We don’t know what jobs the future holds. Some jobs will no longer exist – others don’t exist yet. So how can we prepare for these? A good starting point is that we know there will be a certain amount of new technical skills required. The Institute of the Motor Industry has estimated that 90,000 automotive technicians skilled in electric vehicles will be required by 2030 to service the growing number of electric cars.

But beyond these technical skills, there’s something more fundamental. They’re highly transferable, and almost everyone needs them to do almost anything. These are the eight essential skills that form the backbone of our Skills Builder Universal Framework. These skills – listening, speaking, problem solving, creativity, team building, leadership, staying positive, and aiming high – support learning, working, and wider life too.
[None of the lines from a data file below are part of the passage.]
PR #178, opened 2020-01-23
Add root node

Andarist:
As requested in https://github.com/thysultan/stylis.js/pull/177#discussion_r370060483

### DIFF
--- a/src/Tokenizer.js
+++ b/src/Tokenizer.js
@@ -92,11 +92,18 @@ export function slice (begin, end) {
 }
 
 /**
+ * @return {number}
+ */
+export function resetcursor() {
+	return line = column = 1, position = 0
+}
+
+/**
  * @param {string} value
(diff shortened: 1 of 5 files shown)


src/Tokenizer.js
```diff
@@ -91,20 +91,27 @@ export function slice (begin, end) {
...
+	return length = strlen(temporary = value), resetcursor()
 }
 
 /**
  * @param {object[]} value
  * @return {object[]}
  */
 export function dealloc (value) {
-	return temporary = '', value
+	return temporary = '', resetcursor(), value
```
Andarist: this was needed to produce correct line mappings to the created root node (from what I understand), as it's created **after** `dealloc` call (because it's the one returning root's children) the cursor is already at the end, but we want to have line mappings pointing to the beginning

Negotiators trying to hammer out a final agreement in Glasgow would have all been demonstrating these skills. Trailblazing businesses are putting them into action too as they develop new low carbon products. Teachers, who educate our children on the science behind the climate emergency, use them all the time. These are very different jobs, but what brings them together is a universal language of essential skills.

Tackling the climate emergency is a global mission. Everyone – from businesses, to educators, to governments – needs to play their part in collective action to reach a common goal. How this will ultimately unfold is anyone’s guess. However, a universal language of essential skills, that can adapt as needs change, must be part of the solution.